Cancer treatments can work, but the same factors that help them eradicate tumors may also accelerate aging processes in the body — especially the brain. New research explores.
Chemo brain occurs during cancer treatment, and it may last for a long time after the treatment is over.
People experiencing it report a loss of quality in cognitive abilities, which interferes with their daily lives.
In a new study, researchers from the University of California, Los Angeles (UCLA) delve deeper into this issue by working with women who went through breast cancer treatment in the past.
These women, they saw, present markers of biological aging associated with decreased cognitive function.
Brain aging tied to poor cell health
The study authors explain that the treatments that doctors prescribe for breast cancer can affect a person's long-term health, leading not just to cognitive problems, but also to persistent fatigue as well as physical pain.

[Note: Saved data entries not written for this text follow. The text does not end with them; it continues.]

PR #1158, opened 2023-04-02
Abbreviations

fidgetingbits:
A bunch of abbreviations I've added over the years. I think the only thing that's not backwards compatible is this change:

```
-    "authentication": "auth",
+    "authentication": "authn",
```

Some of these are pretty specific and may be not useful to most people but I'm just leaving most of them in, because they probably don't hurt. But I don't care about any of them getting dropped if we don't want them in there.


splondike:
I think this is mostly fine. There are a handful of terminal commands in there (systemctl, rm, journalctl). Are those terms you type out outside of the terminal context as well (i.e. in prose)?

If it's just for the terminal, then perhaps [this PR](https://github.com/knausj85/knausj_talon/pull/1107/files) is a better approach and we should remove them here.

fidgetingbits:
Ya I write a lot of documentation in markdown, which is why they are in there.

knausj85 (approved):
This seems fine to me too. I'll leave it open for a bit for others to ponder.

splondike (approved):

Some chemotherapy agents, as well as radiation therapy, destroy cancer by damaging the DNA of cancer cells. However, this can also damage the DNA of surrounding healthy cells, thereby accelerating aging processes.

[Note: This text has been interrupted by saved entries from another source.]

PR #1159, opened 2023-04-02
Modified create spoken form to fix todos and add some other features

fidgetingbits:
This is a modified version of create_spoken_form.py that I worked on a while ago, but am finally finding time to post it now. I've been using it for quite a while and it seems to be fine, but it would be good for other people to test. I left a couple  commented out code in just to explain why I changed it, but we could remove it from the final version if folks are ok with the changes otherwise.

The main differences are: 
- When abbreviated versions are expanded, the original version is also kept. 
- When uppercase words are exploded, the original upper case and a new lower case version are kept (ex: `LICENSE` becomes speakable as `license` instead of only becoming `L I C E N S E`).
- Small lower case words (2-3 characters) are exploded into upper case versions, under the assumption that they might be dictated by character (ex: `usb` becomes `U S B`).
- Some words that are transformed are re-passed through other transformation passes, this way if we do something like have an upper case version of a word that's exploded, we may end up also passing the lower case version through an reverse abbreviation pass.

The main thing I use this for is filesystem stuff in my shell, because I have a zsh script that auto updates talon with files and folders in the current directory. So I wanted ways of quickly being able to dictate `vm`, `usb`, `README.md`, etc and it wasn't working well with the existing version.

I didn't run the existing create_spoken_form tests that exist yet, and I didn't add new tests. If someone wouldn't mind to quickly tell me what the best way to run the tests are, I'm happy to do it and I can add new ones for the stuff I added.


core/create_spoken_forms.py
```diff
@@ -187,23 +182,130 @@ def create_single_spoken_form(source: str):
...
+                file_extension_forms.append(substring)
+                dotted_extension_form.append(substring)
+                truncated_forms.append(substring)
+        # print(file_extension_forms)
+        if have_file_extension:
+            new_spoken_forms.append(" ".join(file_extension_forms))
+            new_spoken_forms.append(" ".join(dotted_extension_form))
+        new_spoken_forms.append(" ".join(truncated_forms))
+
+    return list(dict.fromkeys(new_spoken_forms))
```
auscompgeek, line 257: Is this intended to just be a `set`?

core/create_spoken_forms.py
```diff
@@ -14,11 +14,8 @@
 mod = Module()
 
 
-# TODO: 'Whats application': 'WhatsApp' (Should keep "whats app" as well?)
-# TODO: 'V O X': 'VOX' (should keep "VOX" as well?)
-# Could handle by handling all alternatives for these, or by having hardcoded list of things that we want to handle specially
-# TODO: Tests
-DEFAULT_MINIMUM_TERM_LENGTH = 3
+DEFAULT_MINIMUM_TERM_LENGTH = 2
```
knausj85, line 17: just curious, why did you drop this to 2? I recall settling on three for _*waves hands*_ reasons lost to time.

knausj85 (changes requested):
This looks good to me, and is working well in my tests thus far. 

I do think it would be wise to add some tests before merging; from the readme:
Automated tests
There are a number of automated unit tests in the repository. These are all run outside of the Talon environment (e.g. we don't have access to Talon's window management APIs). These make use of a set of stubbed out Talon APIs in test/stubs/ and a bit of class loader trickery in conftest.py.

To run the test suite you just need to install the pytest python package in to a non-Talon Python runtime you want to use for tests (i.e. don't install in the ~/.talon/.venv directory). You can then just run the pytest command from the repository root to execute all the tests.

core/create_spoken_forms.py
fidgetingbits: I believe I dropped it to 2 because otherwise if you have a file like say vm.md or a folder vm/ a value of 3 wouldn't allow you to access it by saying "V M". I'll double check though when I implement three tests.

core/create_spoken_forms.py
fidgetingbits: Yep, will update when I implement the tests. Thanks.

core/create_spoken_forms.py
knausj85: That makes sense, thanks

core/create_spoken_forms.py
fidgetingbits: I updated them all to sets now

fidgetingbits:
This should be good now. All tests pass and I added a few tests for the new stuff.

One thing I thought about while I was writing the tests is that longer term we probably want to move away from only expanding a single short word like `vm`, and break out the exploded function into two separate functions one that deals with small words and one that deals with packed words, but I don't have time to do it at the moment. The original case I had written it for was just I had a bunch of directories lying around like `vm` which is enough for this to address.

knausj85 (approved):

knausj85:
Looks good, thank you!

The team — conducted by Judith Carroll, an associate professor of psychiatry at the UCLA Cousins Center for Psychoneuroimmunology — worked with 94 women who had had a form of breast cancer treatment 3–6 years before the start of the study.
They analyzed markers of biological aging, such as high DNA damage levels, reduced telomerase activity, and shortened telomeres in blood cells. Telomeres are the "caps" that protect cell DNA, and telomerase is an enzyme that helps maintain telomere length.
As telomeres become shorter and shorter, this eventually sends a signal that the cell is aging and will soon die. Therefore, telomerase activity can be an indicator of how well the body is able to maintain cell health.
The researchers revealed that study participants who had high levels of DNA damage and low telomerase activity tended to also score lower on tests assessing executive function.
Furthermore, those with signs of low telomerase activity also showed poor attention and a decline in motor (movement) speed.
"These findings," says Carroll, "are important because they provide further information about what might be happening after cancer treatment that impacts cognitive decline in some individuals."
"This information [...] may lead to new interventions to prevent these cognitive declines," she adds.
Carroll also believes that establishing the connection between markers of biological aging and signs of cognitive problems following cancer treatment could pave the way to future studies addressing this issue.
"The work is novel by identifying key factors in biological aging and connecting them to cognitive function, which initiates new avenues of research."